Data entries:
- - -
PR #4453, opened 2026-06-16
test(connect): pin retry-accept ring-promotion invariant in relay driver

### LINKED ISSUE #3894: test: add simulation test for retry-accept ring promotion invariant
## Context

Testing-review follow-up from PR #3893 (fix for #3838).

The end-to-end invariant \"an accepted joiner transitions from transient to ring on the acceptor\" is currently only covered by the flaky \`test_ping_blocked_peers\` integration test. That test is expensive (real WASM contracts, real WS API, real transport), timing-sensitive, and was hiding a ~40% failure rate behind nextest retries for an unknown period.

## Proposed test

A direct-runner simulation test (~50–100ms virtual-time) that:

1. Sets up a small deterministic topology where the gateway's uphill forward gets rejected (e.g., uphill peer at capacity or blocklisted), forcing the \`Rejected\` retry branch in \`process_message\` to accept locally.
2. After CONNECT completes, asserts that the gateway has the joiner as a **ring** connection (not transient), and vice versa.
3. Has the joiner publish a contract and subscribe; asserts the gateway's \`register_downstream_subscriber\` actually registered the interest (i.e., no silent \`could not find peer\` logs).
4. Has another peer issue an UPDATE; asserts the subscribing joiner receives it.

## Enabling work

- Expose \`transient_connection_count(label)\` on \`SimNetwork\` (currently \`connection_count\` returns ring-only, which is correct for assertion but there's no way to assert \"zero transient at steady state\"). Adding the accessor is ~10 lines in \`crates/core/src/node/testing_impl.rs\`.
- Find a deterministic way to force the uphill-rejection retry path. \`FaultConfig\` supports partitions and crashes but not \"reject CONNECT with X message\". The cleanest route is contriving a topology with \`min_connections\`/\`max_connections\` so the uphill peer naturally returns \`Rejected\`.

## Why this matters

The PR #3893 type-level refactor (\`AcceptOutcome\`) makes the specific #3838 bug class unrepresentable, but a behavioral test for the end-to-end invariant would catch future variants of \"accepted but not promoted\" from any other entry point.

Per \`.claude/rules/test-philosophy.md\` (\"Don't Discover Logic Errors in Production\"), this logic error should be reproducible in simulation, not just in the real-process ping canary.

[AI-assisted - Claude]

sanity:
## Problem

PR #3893 fixed the #3838 promotion-drop bug: when the CONNECT relay accepts
a joiner via a *retry* branch (`Rejected` from an uphill peer, or
`ConnectFailed` from a downstream acceptor), it must promote the joiner's
transient transport connection into a ring connection. The retry branches had
drifted from the happy path and forwarded the `ConnectResponse` upstream
*without* emitting the promotion, stranding the joiner in
`transient_connections` on the acceptor — invisible to `get_peer_by_addr`
(subscribe interest registration, broadcast fan-out), so UPDATEs never reached
it.

That invariant was only guarded at two levels:

- **Data-level**: `connect.rs::relay_retry_acceptance_bundles_joiner_with_response`
  (added in #3893) pins that `handle_request` returns the joiner *bundled* with
  the response via `AcceptOutcome` — the type system makes the field-drop
  unrepresentable.
- **End-to-end**: only the flaky `test_ping_blocked_peers` integration test
  (real WASM / WS / transport, ~40% historical failure rate masked by nextest
  retries).

#3894 asked for a deterministic simulation guard for the *driver-level*
invariant: every accept site actually dispatches the promotion.

## Approach

Add a deterministic source-scrape pin test
`every_relay_accept_site_promotes_joiner_to_ring` in
`connect/op_ctx_task.rs` (alongside the existing
`drive_relay_connect_handles_all_reentry_variants` /
`start_relay_connect_inserts_into_dedup_set` pins). It asserts that **all
three** production accept sites in the relay driver call
`dispatch_expect_connection_from` (which emits
`NodeEvent::ExpectPeerConnection` + `NodeEvent::ConnectPeer { is_gw: false }`):

1. happy-path terminus / near-terminus accept (`initial_actions.accept`),
2. the `Rejected` retry-accept ("accepting locally after uphill rejection"),
3. the `ConnectFailed` retry-accept ("accepting locally after ConnectFailed").

The build fails if a future edit re-inlines an accept branch that forwards the
response without dispatching the promotion — i.e. it catches the #3838
regression class at the driver level, complementing #3893's data-level pin.

### Why not a behavioural SimNetwork test?

I investigated the behavioural simulation test the issue originally proposed
(force the retry-accept path, assert transient connections drain to zero) and
found it is **not deterministically forceable**, so it would be a flaky test:

- A passive sparse-ring run (1 gw + 12 nodes, `max_connections=3`) under the
  deterministic Turmoil runner exercised only the terminus / near-terminus
  accept paths — **zero** `Rejected` / `ConnectFailed` retry-accepts. The retry
  branches require a specific emergent capacity-rejection-then-accept sequence
  that does not arise reliably.
- `FaultConfig` cannot inject a CONNECT rejection (the issue noted this), so the
  branch can't be forced directly; contriving it via capacity races is
  seed/timing-dependent.
- The same exploratory run was non-deterministic across runs at that scale/config
  (topology formation produced different outcomes for the same seed), confirming
  a behavioural assertion here would flake.

`run_simulation_direct` (the runner the issue suggested) additionally consumes
`SimNetwork` and never captures per-node `ConnectionManager`s, so post-run
transient/ring inspection isn't even possible through it.

The source-scrape pin is the deterministic, zero-flakiness guard for the same
invariant — and matches the established freenet pattern for "a task-per-tx
migration dropped a required side-effect call" (see
`.claude/rules/bug-prevention-patterns.md`).

## Testing

- `every_relay_accept_site_promotes_joiner_to_ring` passes against current
  `main`.
- **Negative control**: removing the `dispatch_expect_connection_from` call from
  the `Rejected` retry-accept branch makes the test FAIL (both the
  exactly-3-call-sites count and the per-branch check fire) — proving the pin
  would have caught the original #3838 bug and is not vacuous.
- `cargo fmt` + `cargo clippy -- -D warnings` clean; the `operations::connect`
  test module is green.

Closes #3894

[AI-assisted - Claude]

### DIFF
--- a/crates/core/src/operations/connect/op_ctx_task.rs
+++ b/crates/core/src/operations/connect/op_ctx_task.rs
@@ -1418,4 +1418,140 @@ mod tests {
              receive loop."
         );
     }
+
+    /// Regression guard for the retry-accept ring-promotion invariant
+    /// (#3838 / PR #3893; tracked by #3894).
+    ///
+    /// The CONNECT relay accepts a joiner from THREE production sites:
+    ///
+    /// 1. the happy-path terminus/near-terminus accept
+    ///    (`initial_actions.accept`),
+    /// 2. the `Rejected` retry-accept ("accepting locally after uphill
+    ///    rejection"), and
+    /// 3. the `ConnectFailed` retry-accept ("accepting locally after
+    ///    ConnectFailed").
+    ///
+    /// EVERY accept site MUST call `dispatch_expect_connection_from` to
+    /// promote the joiner's transient transport connection into a ring
+    /// connection (it emits `NodeEvent::ExpectPeerConnection` +
+    /// `NodeEvent::ConnectPeer { is_gw: false }`). The original #3838 bug
+    /// was exactly a retry branch that sent the `ConnectResponse` upstream
+    /// but DROPPED the promotion call, stranding the joiner in
+    /// `transient_connections` on the acceptor — invisible to
+    /// `get_peer_by_addr` (subscribe interest registration, broadcast
+    /// fan-out), so UPDATEs never reached it.
+    ///
+    /// PR #3893 made the data-level drop unrepresentable by bundling the
+    /// response + joiner into `AcceptOutcome` (covered by the unit test
+    /// `connect.rs::relay_retry_acceptance_bundles_joiner_with_response`).
+    /// This source-scrape pin closes the remaining gap at the *driver*
+    /// level: it fails the build if a future edit re-inlines an accept
+    /// branch that forwards the response without dispatching the promotion.
+    ///
+    /// A behavioural simulation test was investigated for #3894 but is not
+    /// viable: the retry-accept branches are not deterministically reached
+    /// by emergent SimNetwork topology (a sparse-ring run exercised only the
+    /// terminus / near-terminus accept paths, never the `Rejected` /
+    /// `ConnectFailed` retries), and `FaultConfig` cannot inject a CONNECT
+    /// rejection to force them. Forcing the branch via capacity races would
+    /// be seed/timing-dependent (a flaky test). This pin is the deterministic
+    /// guard for the same invariant.
+    #[test]
+    fn every_relay_accept_site_promotes_joiner_to_ring() {
+        const SOURCE: &str = include_str!("op_ctx_task.rs");
+
+        // Restrict to production code: the `#[cfg(test)]` module below must
+        // not contribute (or mask) call sites.
+        let prod_end = SOURCE
+            .find("\n#[cfg(test)]\n")
+            .expect("expected a `#[cfg(test)]` module in op_ctx_task.rs");
+        let prod = &SOURCE[..prod_end];
+
+        // 1. Exactly three accept sites, each pairing its `accept` with the
+        //    promotion dispatch. The count is load-bearing: an added accept
+        //    branch without a matching dispatch would NOT raise this above 3,
+        //    so the per-branch checks below are also required.
+        let dispatch_sites = prod
+            .matches("dispatch_expect_connection_from(op_manager, incoming_tx,")
+            .count();
+        assert_eq!(
+            dispatch_sites, 3,
+            "expected exactly 3 `dispatch_expect_connection_from` call sites in \
+             the CONNECT relay driver (happy-path accept + `Rejected` retry-accept \
+             + `ConnectFailed` retry-accept), found {dispatch_sites}. If you added \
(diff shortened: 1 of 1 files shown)


sanity:
## Review summary (self-review + Claude-lens fallback)

**External model availability:** Both external reviewers were genuinely down at review time, so neither produced a review:

- `codex review --base origin/main` → `ERROR: You've hit your usage limit ... try again at 1:29 PM` (exit 1, no findings produced).
- `gemini --approval-mode plan -p ...` (two attempts) → `You have exhausted your capacity on this model` on every retry; produced zero review content.

Per `~/.claude/rules/multi-model-review.md`, with both external models unavailable I used the **diverse-Claude-lens fallback** rather than skipping independent review. This is a **test-only** change (no production code touched — purely an added `#[test]`), which lowers the risk despite the CONNECT/ring surface. Lenses run:

- **Code-first** (intent vs impl): the test's stated guard (all 3 accept sites dispatch the promotion) matches its implementation. No mismatch.
- **Testing**: non-vacuous — negative control (removing the dispatch from the `Rejected` retry-accept branch) makes the test FAIL on the `assert_eq!(dispatch_sites, 3)` check. Covers all 3 accept sites; retry branches additionally pin the documented "promote BEFORE forwarding ConnectResponse" ordering.
- **Skeptical** (bug hunt): pure compile-time source analysis → deterministic, no flakiness. Anchors (`dispatch_expect_connection_from(op_manager, incoming_tx,`, the two unique log messages, `ConnectMsg::Response {`, the happy-path `if let`) are stable, load-bearing strings.
- **Big-picture**: aligns with #3894 intent; honestly documents why the behavioural-sim variant isn't viable; removes/weakens no existing test.

**One acknowledged limitation** (inherent to source-scrape pins, mitigated by the assertion's failure message): `assert_eq!(dispatch_sites, 3)` would NOT catch a brand-new *fourth* accept site that forgets the dispatch (count stays at 3 only if the new site also lacks one — but a new accept site + a dropped existing one would net to 3). Adding an accept site is a deliberate, reviewed change, and the failure message explicitly instructs the author to update the pin and promote the joiner. This matches the tradeoff of the existing `op_ctx_task.rs` pins (`drive_relay_connect_handles_all_reentry_variants`, etc.).

When external models reset, a real Codex/Gemini pass can be re-run before merge if desired; given the test-only scope I did not block on it.

[AI-assisted - Claude]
- - -
__Work request__: Transcribe, word for word, the data above from its first line through the line with "A direct-runner simulation", and include nothing else.

__Written answer__:
PR #4453, opened 2026-06-16
test(connect): pin retry-accept ring-promotion invariant in relay driver

### LINKED ISSUE #3894: test: add simulation test for retry-accept ring promotion invariant
## Context

Testing-review follow-up from PR #3893 (fix for #3838).

The end-to-end invariant \"an accepted joiner transitions from transient to ring on the acceptor\" is currently only covered by the flaky \`test_ping_blocked_peers\` integration test. That test is expensive (real WASM contracts, real WS API, real transport), timing-sensitive, and was hiding a ~40% failure rate behind nextest retries for an unknown period.

## Proposed test

A direct-runner simulation test (~50–100ms virtual-time) that:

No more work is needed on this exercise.